Bank of Ireland fundraising to involve purchase of Government shares

Bank will raise more than €500 million in equity

Bank of Ireland is expected to publish details this morning of a fund

raising that will involve the acquisition of the Government’s €1.8 billion preference shares in the bank.

The Irish Times has learned the bank will raise more than €500 million in new equity and will use the money to purchase a portion of the preference shares.

The balance of the preference shares will then be sold to existing shareholders, it is understood.

READ MORE

Announcements are expected from the bank and the Department of Finance today and will come as Minister for Finance Michael Noonan travels to London to meet with investors and the media.

The preference shares date back to 2009 when the State provided a bailout to the bank.

The fundraising will bring to €4.1 billion the amount generated by the State from the financial sector over the past two years, including the €1.3 billion sale of Irish Life and the €1 billion redemption by Bank of Ireland of contingent convertible capital notes.

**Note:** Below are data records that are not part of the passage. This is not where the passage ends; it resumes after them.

PR #510, opened 2021-03-12
Fix test for ruby-3.0

lamont-granquist:
This just introduces something we can easier stub since $? is
apparently now considered frozen and rspec cannot stub it.

### DIFF
--- a/lib/chef/knife/windows_listener_create.rb
+++ b/lib/chef/knife/windows_listener_create.rb
@@ -1,5 +1,5 @@
 # Author:: Mukta Aphale (<mukta.aphale@clogeny.com>)
-# Copyright:: Copyright (c) 2014-2016 Chef Software, Inc.
+# Copyright:: Copyright (c) Chef Software Inc.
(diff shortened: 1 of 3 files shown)


lib/chef/knife/windows_listener_create.rb
```diff
@@ -60,6 +60,10 @@ def get_cert_passphrase
         passphrase.strip
       end
 
+      def exitstatus
+        $?
```
marcparadise, line 64: This should return `$?.exitstatus`, or our check of `if exitstatus` below will eval truthy when it shouldn't.

marcparadise (changes requested):
This comment is because github requires me to make it in order to request changes.  The real comment is inline.

lib/chef/knife/windows_listener_create.rb
lamont-granquist: ah yes, that's what i meant to do.  also why i don't particularly like unit tests.

marcparadise (approved):

PR #1088, opened 2023-03-06
clearPoolData in pacbio runs

enegoktan:
Closes #

* clears the runCreate store from previous data when creating a new run
*
* ...


stevieing (approved):
Looks quite clean and you have also removed a method!

PR #1091, opened 2023-03-08
990-dpl-592-traction UAT fixes

enegoktan:

* Added search on enter
* Remain the cursor in the input after a search

### DIFF
--- a/src/components/LabwareFinder.vue
+++ b/src/components/LabwareFinder.vue
@@ -2,13 +2,19 @@
   <div class="flex flex-row">
     <traction-input
       id="labware-finder-input"
+      ref="search"
       v-model="searchValue"
       type="search"
       placeholder="Type to Search"
       label="Search value"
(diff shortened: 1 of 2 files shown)


stevieing (approved):
Nice.

src/components/LabwareFinder.vue
```diff
@@ -58,6 +60,8 @@ export default {
           this.showAlert(res.errors, 'danger')
         }
       })
+      // redirecting the focus to the input after searching
+      this.$refs.search.$refs.inputRef.focus()
```
yoldas, line 64: Shouldn't be this.$refs.inputRef.focus() ?

enegoktan: I think I need to reference _search_ first (finds the traction-input component that LabwareFinder uses) to be able to reference _inputRef_ which finds the LabwareFinder

PR #1092, opened 2023-03-09
Add default cost code to general reception

stevieing:
Closes #

*
*
* ...


stevieing:
> Looks fine. I know we have this value set in config in the service but I guess it doesnt make sense to make a call just to pick up the default cost code. Only suggestion is maybe make it a const instead of hard coding.

It gets set on create. We don't need to pull it back.

PR #1094, opened 2023-03-16
Rebased cleanup

BenTopping:
James G:
"We have a large amount of code which is unused once
flags have flipped. This change removes it all."


__mocks__/swrv.js
```diff
@@ -3,12 +3,8 @@ const baseURL = import.meta.env.VITE_TRACTION_BASE_URL
 const flags = {
   flipper_id: 'User',
   features: {
-    dpl_277_enable_general_reception: { enabled: true },
-    dpl_478_enable_qc_results_upload: { enabled: true },
     enable_custom_select: { enabled: true },
```
BenTopping, line 6: I am not sure whether we want to keep these flags or not. @seenanair any thoughts about when we should remove the custom component flags?

src/router.js
```diff
@@ -64,13 +61,7 @@ export default new Router({
       component: SaphyrView,
       meta: { pipeline: 'Saphyr' },
       children: [
-        { path: '', redirect: 'reception', meta: { page: 'Reception' } },
-        {
-          path: 'reception',
```
BenTopping, line 69: We are removing saphyr reception and currently there isnt another way to import into saphyr. Looking at prod it appears saphyr hasnt been used since 2019. I think if/when they want to start using it again we should just implement it as an option in the general reception?

src/views/GeneralReception.vue
```diff
@@ -1,159 +1,157 @@
...
-          </traction-muted-text>
-          <traction-select
-            id="sourceSelect"
-            v-model="source"
-            class="inline-block w-full"
-            :options="receptions"
-            data-type="source-list"
-          />
-        </div>
+  <div class="flex flex-row space-x-12 px-12">
```
BenTopping, line 2: The file changes look ugly but I the only difference is the removal of the flagged-feature wrapper and then subsequent indentation changes.

__mocks__/swrv.js
stevieing: I would say remove them. They are all in production.

src/router.js
stevieing: Agreed. I will check with SciOps to see what they want to do about it. I also suspect because of code rot there will be things that aren't working.

stevieing (dismissed):
Awesome. Nearly 2500 lines of code gone.

stevieing (approved):
All good. We will need to merge into DPL-433-3. I have checked with Emma about Saphyr but don't want to wait to merge this in.

PR #1110, opened 2023-04-04
DPL-705 Prevent pacbio pulling back all records

### LINKED ISSUE #1021: DPL-705 - As a developer I would like to change pacbio from pulling all records back as it is causing increasingly slow page times
**User story**
For performance reasons we should change all areas in pacbio that pull all records back to a solution where we apply a filter and search using the backend.

This will require pacbio pool/new to implement a service search for finding plates and tubes instead of pulling all records back and filtering in the front end.

This has already been done for ONT so we can use that logic. We also need to do this quickly as we have had to remove the pagination from the samples page which is causing serious performance degredation for one of the most used pages.

Ben T

N/A

**Acceptance criteria**
- [ ] Pacbio pools/new - Plates and tubes should be changed to only pull back records searched by the user  
- [x] Pacbio run edit/create - Pools list should be changed to only pull back records searched by the user (fix in #990)
N.B This work involves paginated the json api resources for pacbio plates, tubes and pools.

**Dependencies**
- #<issue_no.>
- sanger/<repo>#<issue_no.>

References
- #<issue_no.>
- sanger/<repo>#<issue_no.>

**Additional context**

BenTopping:
Closes #1021 

* Added findPacbioPlate and findPacbioTube to pacbio poolCreate actions
* Changed the way plates and tubes are searched for on the pacbio pool/new page
* Updated unit tests

This PR is coupled with https://github.com/sanger/traction-service/pull/974


seenanair:
@BenTopping  Just to let you know that the problem I told yesterday about rows not appearing was due to one of the changes we made. All sorted - e2e and unit test cases added

BenTopping:
@seenanair Thanks for you help on this, looks good!

seenanair:
> @seenanair Thanks for your help on this, looks good!

It is mutual, great help from you too. Much appreciated 👍

sdjmchattie (approved):

PR #1123, opened 2023-04-14
Dpl 701 traction form

### LINKED ISSUE #1098: DPL-701 Custom form component to replace b-form
**User story**
As part of clean migration from bootstrap (DPL-483) , create a custom component  to replace the bootstrap b-form 

Steve/Seena

**Acceptance criteria**
- [ ] The new component should contain all existing functionalities of b-form
- [ ] Support all existing features of b-form
- [ ] Compatibility with bootstrap props
- [ ] Feature flag support
- [ ] Replace all existing b-form references with new component
- [ ] Remove b-form from globally imported list

References
- #827

seenanair:
Closes #1098 

New custom component traction-form to replace b-form
Support for b-form using 'enable_custom_form' feature flag


src/components/shared/TractionForm.vue
```diff
@@ -0,0 +1,49 @@
...
+  <flagged-feature name="enable_custom_form">
+    <template #disabled
+      ><b-form :class="classes" @submit.prevent="submitAction" @reset.prevent="resetAction">
+        <slot />
+      </b-form>
+    </template>
+    <form
+      v-bind="$attrs"
+      :class="classes"
+      action=""
```
BenTopping, line 11: Can action/reset be removed since they are empty props or are they needed to override default behaviour

BenTopping (approved):
Looking good. Just to let you know I committed a change to deal with the one use case of [bootstrap form inlines](https://bootstrap-vue.org/docs/components/form#inline-form)

src/components/shared/TractionForm.vue
seenanair: Yes, that was my understanding that it is is needed to override the default behaviour.

seenanair:
> Looking good. Just to let you know I committed a change to deal with the one use case of [bootstrap form inlines](https://bootstrap-vue.org/docs/components/form#inline-form)

Great, thank you 👍

stevieing (approved):

PR #1124, opened 2023-04-18
Initial changes for replacing b-card

Sangeetha-Bheeman:
Closes #

*
*
* ...

### DIFF
--- a/src/components/shared/TractionCard.vue
+++ b/src/components/shared/TractionCard.vue
@@ -1,0 +1,12 @@
+<template>
+<div class="border-2 rounded border-white bg-white">
+  <slot />
+</div>
+</template>
+
+<script>
+
+export default {
+  name: 'TractionCard',
+}
+</script>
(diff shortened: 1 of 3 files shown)


seenanair (commented):
Looks good 👍 
Few things might be good to add 
1) a prop to accept tailwind styling classes as there are a couple of places it is called with extra styling
2) May be an existing bootstrap card support using a feature-flag? I believe bootstrap card component  is basically a wrapper with certain styling , So @stevieing do you think it is required in this case? Also  visual inspection in each page where it is called and compare it with it's equivalent (using bootstrap)  would be good to ensure the styling is intact with how it is now with bootstrap

stevieing (changes requested):
I don't think you need to create a new component for this. I have just changed the components to a standard div and there didn't seem to be any difference. Creating specialist components is only necessary when there are functionality changes. In cases like this it is a good idea to check first by regressing to a standard tag to see the differences.

stevieing (approved):

PR #1125, opened 2023-04-18
Removed Smrt Link v10 options.

stevieing:
Closes #

*
*
* ...


src/components/pacbio/PacbioRunWellDefaultEdit.vue
```diff
@@ -205,12 +167,12 @@ export default {
         '24.0',
         '30.0',
       ],
-      generateHifiOptions: {
```
BenTopping, line 208: If we are only supporting Sequel IIe now we also need to remove the ability to select it [from here](https://github.com/sanger/traction-ui/blob/develop/src/components/pacbio/PacbioRunInfoEdit.vue#L112)

BenTopping (dismissed):
Looks good. Searching v10 across the code base comes up with a few test files that mock the v10 smrtlink version so may be worth also removing those.

BenTopping (approved):

Issue #1105, opened 2023-03-31
DPL-719 - As a user I need to be able to create the default well options for SMRT Link 12 for Revio so that we can have the options prepopulated for each well


stevieing:
**User story**
As a user I need to be able to create the default well options for SMRT Link 12 for Revio so that we can have the options prepopulated for each well. This means that the users do not have to duplicate the well options each time so creates a considerable time saving.

**Who are the primary contacts for this story**
Steve / Craig / James

**Who is the nominated tester for UAT**
James / Craig

**Acceptance criteria**
To be considered successful the solution must allow for the ability to set a default option for:
- [ ] movie acquisition time (hours) - options same as Movie Time
- [ ] Pre-extension time (same values as per version 11)
- [ ] include Base Kinetics -yes or no
- [ ] Polmerase Kit - valid barcode

**Dependencies**
This story is blocked by the following dependencies:
- #<issue_no.>
- sanger/<repo>#<issue_no.>

References
This story has a non-blocking relationship with:
- #<issue_no.>
- sanger/<repo>#<issue_no.>

**Additional context**

PR #1129, opened 2023-04-19
DPL - 716,719 - Ability to select v12 revio and v12 well defaults

### LINKED ISSUE #1104: DPL-716 - As a lab user when I create a run I should be able to select SMRT LInk Version 12 for Revio
**User story**
As a lab user when I create a run I should be able to select SMRT LInk Version 12 for Revio

Steve / Craig / James

Craig / James

**Acceptance criteria**
- [ ] When I visit the new run page I should see an option for SMRT Link 12 for Revio

**Dependencies**
- #<issue_no.>
- sanger/<repo>#<issue_no.>

References
- #<issue_no.>
- sanger/<repo>#<issue_no.>

**Additional context**

BenTopping:
Closes #1104 #1105

* Reworked pacbio run well default edit to load fields dynamically


src/store/traction/pacbio/runCreate/run.js
```diff
@@ -44,9 +44,166 @@ const defaultWellAttributes = () => {
...
     demultiplex_barcodes: onInstrument,
     include_fivemc_calls_in_cpg_motifs: 'Yes',
+    movie_acquisition_time: null,
+    include_base_kinetics: null,
+    library_concentration: null,
+    polymerase_kit: null,
   }
 }
 
+const smrtLinkVersionDefaultComponents = {
```
BenTopping, line 54: Feel like it might be more sensible to have this data in the component its used it instead of here.

BenTopping:
> Code looks file but I have tried running it locally. Options change as expected but movie time options don't appear. Also there is no option to select Revio as a Systyem name which might be an idea to add for this story.

Movie times should be there. I had a typo which meant it showed up as Move time which may be where the confusion is. Also system name is pulled from the service so it may be you dont have 12_revio locally or that you dont have it set as active?

stevieing:
> > Code looks file but I have tried running it locally. Options change as expected but movie time options don't appear. Also there is no option to select Revio as a Systyem name which might be an idea to add for this story.
> 
> @stevieing Movie times should be there. I had a typo which meant it showed up as Move time which may be where the confusion is. Also system name is pulled from the service so it may be you dont have 12_revio locally or that you dont have it set as active?

I was thinking about system name not SMRT Link Version. We have added it to the back end but not the ui.

BenTopping:
Ah my mistake. I have added it.

stevieing (changes requested):
For me movie acquisition time still does not have the relevant options? Maybe I am missing something. Also wondering if Include Base Kinetics needs a default but that could wait until UAT.

stevieing (approved):

PR #1135, opened 2023-04-21
Fixed table data error not showing up latest records on multiple pages

seenanair:
- Default sort options in tableHelper mixin
- Initial data will be sorted by mixin if sort options given

Closes #

*
*
* ...

### DIFF
--- a/src/mixins/TableHelper.js
+++ b/src/mixins/TableHelper.js
@@ -2,6 +2,7 @@
  * A mixin to store commonly used functionality for the bootstrap table component
  */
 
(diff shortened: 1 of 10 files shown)


seenanair:
@stevieing @BenTopping This is the fix for table data not showing the latest when multiple pages given. I believe the only option left for us in this case is to manage the initial data in mixin itself , as the pagination and table are separate components and it is better to avoid any communication between them. So, I added sort option in mixin.
- Default sort options in tableHelper mixin
- Initial data will be sorted by mixin if sort options given

PR #1142, opened 2023-04-26
Consolidated pacbio run well components config

BenTopping:


src/components/pacbio/PacbioRunWellEdit.vue
```diff
@@ -391,6 +206,25 @@ export default {
         this.localPools.push({ id, barcode: pool.barcode })
       })
     },
+    handleCustomProps(component) {
+      if (component.name == 'loading_target_p1_plus_p2') {
+        return {
+          ...component.props,
+          // This doesn't work at the moment as traction-input doesnt have a formatter prop
+          formatter: this.formatLoadingTargetValue,
```
BenTopping, line 214: @seenanair Maybe one to look at on a Friday. The idea here is that you can pass a formatter function into an input field and it will run the function (on change i think?) to format user inputted data

stevieing (approved):
It would be good to look at whether we use the store but this looks like a good implementation.

BenTopping:
> It would be good to look at whether we use the store but this looks like a good implementation.

Yeah im not sure where the best place for it to live is. It has to be manipulated in the components anyway to add custom events etc so don't think it we'd benefit much from having it in the store.

PR #1146, opened 2023-04-28
Formatter function prop in traction-input

seenanair:
- Added 'formatter' property in traction-input  - a function that determines how the value to be displayed in traction-input
- Added unit test case for formatter property
 Use case in PacbioRunWellEdit


seenanair:
@stevieing @BenTopping I have added a 'formatter' prop to traction-input and added unit test cases as well. It would be great if you can check whether it is working in the real context/ page it is displaying

stevieing (approved):

PR #1715, opened 2020-08-30
style: 'one less' should be 'one fewer'

aliblong:


padiwik:
Doesn't "one less card" sound better in this context? It is also used more in google results vs "one fewer card"

aliblong:
> Doesn't "one less card" sound better in this context? It is also used more in google results vs "one fewer card"

Sound better to whom? "Fewer" sounds correct to me, a native English speaker, and matches the traditional prescription ("cards" is a countable noun).

Zamiell:
one less card sounds better to me

PR #1728, opened 2020-09-02
Saner modal backgrounds

### LINKED ISSUE #1026: Escape key does not close warnings/errors
When a warning/error pops up on the screen, it should be possible to close it with the keyboard like other elements of the UI. However, it is not focused which means the Enter key will act on the chat rather than the warning/error. The Escape key reverts the dimming of the background but does not close the warning/error.

padiwik:
* Fix #1026
* Keep chat modal open (but I can't figure out a nice way to keep the password box or create game dialog open without looking like there is lag in the no-warning case. perhaps a variable that tracks lastOpenTooltip??)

The latest fundraising is thought to have been the reason Bank of Ireland issued such a comprehensive statement on Monday about the balance-sheet assessments carried out recently by the Central Bank.

Bank of Ireland said the Central Bank's findings were that it needed to make additional provisions for bad loans of about €1.3 billion.

'Range of options'

The bank indicated it disagreed with this assessment

and said it was in “ongoing engagement” with the regulator on the matter.

By contrast, AIB and Permanent TSB made no comments on the Central Bank’s findings on their provisioning and stated only that they had adequate levels of capital following the assessments, which related to June 30th.

Neither Bank of Ireland nor the department would comment last night.

The preference shares have proved to be a good earner for the Government. Bank of Ireland paid a cash dividend on the shares of €188.3 million in each of the past two years and €214.5 million in 2011.

It remains to be seen when the preference shares will be redeemed from the State.

Bank of Ireland is entitled to purchase the 1.8 million preference shares, in whole or part, at €1 each before March 31st, 2014, with the consent of the Central Bank. After that date, the price rises to €1.25 a share, which would increase the total cost to the bank to €2.25 billion.